## WHAT TO DO
Go through the material line by line. Say how many lines contain the word "library", and give nothing more.

>>>

Issue #831, opened 2024-05-07
PLUTO 24v2


fvankrieken:
### Product Name

pluto

### Build Version

24v2

### Status of Update

- [x] source data extracted
- [x] draft build succeeded
- [x] draft build passed QA
- [x] data packaged and distributed

fvankrieken:
## Data loading

### Manual Updates

#### Updated 2x a year typically in June and December
- [ ] **dcp_colp** (check [here](https://www1.nyc.gov/site/planning/data-maps/open-data/dwn-colp.page)) 
#### Currently updated with each new release of a major version of PLUTO - important to make sure this is up to date
- [ ] **pluto_corrections** (pulling from bytes, must update when there's updates to **pluto_input_research**)

### Automated Updates

#### Open data automated pull

> Check [here](https://github.com/NYCPlanning/db-data-library/actions/workflows/open-data.yml) to see the latest run

- [ ] **dsny_frequencies**
- [ ] **dpr_greenthumb**
- [ ] **lpc_historic_districts**
- [ ] **lpc_landmarks**

#### DOF Automated Pull and Number of Buildings

- [ ] **pluto_pts** (Check [here](https://github.com/NYCPlanning/data-engineering/actions/workflows/pluto_input_pts.yml))
- [ ] **pluto_input_geocodes** (Check [here](https://github.com/NYCPlanning/data-engineering/actions/workflows/pluto_input_pts.yml))
- [ ] **pluto_input_cama_dof** (Check [here](https://github.com/NYCPlanning/data-engineering/actions/workflows/pluto_input_cama.yml))
- [ ] **pluto_input_numbldgs** (Check [here](https://github.com/NYCPlanning/data-engineering/actions/workflows/pluto_input_numbldgs.yml))

### Updated with Quarterly updates (check [here](https://github.com/NYCPlanning/db-data-library/actions/workflows/quaterly-updates.yml))

- [ ] **dcp_cdboundaries_wi**
- [ ] **dcp_ct2010**
- [ ] **dcp_cb2010**
- [ ] **dcp_ct2020**
- [ ] **dcp_cb2020**
- [ ] **dcp_school_districts**  
- [ ] **dcp_councildistricts_wi**  
- [ ] **dcp_firecompanies**  
- [ ] **dcp_policeprecincts**
- [ ] **dcp_healthareas**  
- [ ] **dcp_healthcenters**

### Updated with Zoning Taxlots 

[...]

PR #835, opened 2024-05-08
PLUTO QA enhancements, expand `dcpy` repeat build functionality

### LINKED ISSUE #538: PLUTO QA enhancements
### GIS requests after QA of PLUTO 24v1
- Label value units where possible in graph tooltips and axes (% vs sq ft vs record count, etc.)
- Table of BBLs where bldgarea/lotarea > numfloors*2 aka “buildings containing unreasonably small apartments”
  - Hard to manually QA when there are ~400 records
  - One improvement would be if the report could identify new records added to this list based on the current build, hopefully it would be less daunting of a task if it was only 5-10 records each cycle.
  - Either filter to exclude or flag NYCHA BBLs

### LINKED ISSUE #657: PLUTO: Incorporate manual research
During the 24v1 creation records were identified where should be modified based on research:
1) 5008640515 building area value changed from 250 to 28500
Research top offenders from Unreasonably small apartments table and make modifications

fvankrieken:
Does NOT actually close #657, 

Closes #538

Part of #831 

Ended being a bunch of little stuff in here, so will go commit by commit

### QAQC Enhancements (#538) See issue for screenshots
1. Move logic to a component. Mainly wanted as part of commit 2 but this makes diffs in commit 2 easier to see
2. Add selectbox that lets you choose whether the other "diff" being shown is the previous, or previous of the same build type (major vs minor). The current build is a good example. We built 24v2. The prev is 24v1.1, so our "current" diff is "24v2 - 24v1.1". The former default, "previous previous" diff would be "24v1.1 - 24v1". But if we want to compare this to the last "major" diff instead, we can now do that, where the comparison diff will be "24v1 - 23v3.1" instead.
    There are cases where these would be the same - if we didn't have a minor last build and current was "24v2 - 24v1", either option would be "24v1 - 23v3.1". Same if we have 24v2.2 - both will be "24v2.1 - 24v2"
    This works for minors as well. 24v1.1 (with diff "24v1.1 - 24v1") can either look at diff "24v1 - 23v3.1" or "23v3.1 - 23v3"
    This commit includes a lot of renaming - instead of just "v1" "v2" and "v3" thought it's best to describe. So "version"/"v", "previous", "comparison", and "comparison_previous" seemed intuitive to me. "previous" always describing the directly preceding build, and "comparison" describing the build whose diff we want to compare to.
3. Adding new fields to outlier reports so that GIS can filter them out of the tables. So adding an additional column to the QA outputs as well as a checkbox in the app to filter rows. This checkbox is grayed out (with a useful tooltip) if the build doesn't have the new columns
4. add a few comments and axes labels as requested

### Non-correction or QA changes
5. don't vacuum in pluto build. This took a little while, and was added to attempt to reclaim space in constrained github runner temp postgres instances. Our db seems to have aggressive autovacuuming set up, so this seems unneeded
6. we've moved away from using .envs in this manner - I personally would rather run `set_env` manually before a build. Maybe worth broader discussion
7. Fix a bug introduced in #801 (or rather not entirely fixed - the fix was needed in 3 lines, I only added it on 2)
8. Rework "repeat" build functionality. I wanted to be able to repeat a draft, rather than only published versions, since once GIS begins QAing a dataset, it seems like we should be locking versions of all input datasets as to not introduce potentially new errors. This was tough with the way I initially implemented this. I decoupled normal recipe-planning and this repeat logic since they require fairly different inputs, and we can't have dynamic inputs to github actions

### DIFF
--- a/.github/workflows/build.yml
+++ b/.github/workflows/build.yml
@@ -34,10 +34,6 @@ on:
         description: "Version of dataset being built (overrides version defined in recipe)"
         type: string
         required: false
-      repeat:
-        description: "Repeat existing build?"
-        type: boolean
-        default: false
       dev_image: 
         description: "Use dev image specific to this branch (if exists)"
         type: boolean
@@ -75,20 +71,24 @@ on:
         type: string
         default: false
         required: false
-      repeat:
-        type: string
-        default: false
       build_name:
         type: string
         required: false
+
+
+env:
+  tag: ${{ (inputs.dev_image == 'true' || inputs.dev_image == true) && format('dev-{0}', github.head_ref || github.ref_name) || 'latest' }}
+  build_name: ${{ inputs.build_name || github.head_ref || github.ref_name }}
+  version: ${{ github.event.inputs.version && format('--version {0}', github.event.inputs.version) || '' }}
 
 jobs:
   health_check:
     name: Health Check
     runs-on: ubuntu-latest
     outputs:
-      tag: ${{ (inputs.dev_image == 'true' || inputs.dev_image == true) && format('dev-{0}', github.head_ref || github.ref_name) || 'latest' }}
-      build_name: ${{ inputs.build_name || github.head_ref || github.ref_name }}
+      plan_command: recipe --recipe-path ./${{ inputs.recipe_file }}.yml ${{ env.version }}
+      tag: ${{ env.tag }}
+      build_name: ${{ env.build_name }}
     steps:
       - name: Check inputs
         run: |
@@ -104,8 +104,7 @@ jobs:
       image_tag: ${{ needs.health_check.outputs.tag }}
       build_name: ${{ needs.health_check.outputs.build_name }}
       recipe_file: ${{ inputs.recipe_file }}
-      version: ${{ inputs.version }}
-      repeat: ${{ inputs.repeat }}
+      plan_command: ${{ needs.health_check.outputs.plan_command }}
       logging_level: ${{ inputs.logging_level }}
       build_note: ${{ inputs.build_note }}
   cbbr:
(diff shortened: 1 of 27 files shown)


apps/qa/src/pages/pluto/components/outlier_report.py
```diff
@@ -1,46 +1,85 @@
...
             st.write(f"There are {df.shape[0]} outliers in total.")
-            st.info(self.info_dict[field])
+            if filter:
+                df = filter(df)
 
-            with st.expander("See table"):
+            with st.expander("Show table"):
                 AgGrid(df)
 
+    def building_area_increase(self):
```
fvankrieken, line 44: Made these their own functions because of need for custom logic for filtering datasets

.github/workflows/build.yml
```diff
@@ -75,20 +71,24 @@ on:
...
+
 jobs:
   health_check:
     name: Health Check
     runs-on: ubuntu-latest
     outputs:
-      tag: ${{ (inputs.dev_image == 'true' || inputs.dev_image == true) && format('dev-{0}', github.head_ref || github.ref_name) || 'latest' }}
-      build_name: ${{ inputs.build_name || github.head_ref || github.ref_name }}
+      plan_command: recipe --recipe-path ./${{ inputs.recipe_file }}.yml ${{ env.version }}
+      tag: ${{ env.tag }}
```
fvankrieken, line 90: env vars cannot be passed to workflow_calls (they're just not accessible at that part of the workflow), so they need to be here. But I thought it's a bit cleaner to have them defined up higher just to make them a bit clearer.

However, the "plan_command" had to be defined here because it depends on those vars

fvankrieken:
Passing regular build [here](https://github.com/NYCPlanning/data-engineering/actions/runs/9098664578)

Passing repeat build [here](https://github.com/NYCPlanning/data-engineering/actions/runs/9098664578)

dcpy/lifecycle/builds/plan.py
```diff
@@ -248,7 +270,47 @@ def _cli_wrapper_plan_recipe(
...
-    plan(recipe_path, version, repeat)
+    plan(recipe_path, version)
+
+
+@app.command("repeat")
+def _cli_wrapper_repeat_recipe(
+    product: str = typer.Argument(help="Name of the product to build"),
+    product_type: str = typer.Option(
+        None, "--product-type", "-t", help="Product/build type ('draft' or 'publish')"
+    ),
```
damonmcc, line 281: (just a thought, not worth holding this up for)

this seems more like `version_type` since it's used to pick a type of `ProductKey`

damonmcc (approved):
LGTM! I like the `plan_command` concept

🤞🏾 for nightly QA after this is merged

dcpy/lifecycle/builds/plan.py
fvankrieken: Yeah this was a tough one to name. Literally, more "product instance type" but that doesn't roll off the tongue or keyboard

fvankrieken:
> LGTM! I like the `plan_command` concept
> 
> 🤞🏾 for nightly QA after this is merged

Nightly QA is passing already!

fvankrieken:
Just rebased main, will make sure tests pass before merging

<<<

## EXERCISE RESPONSE
2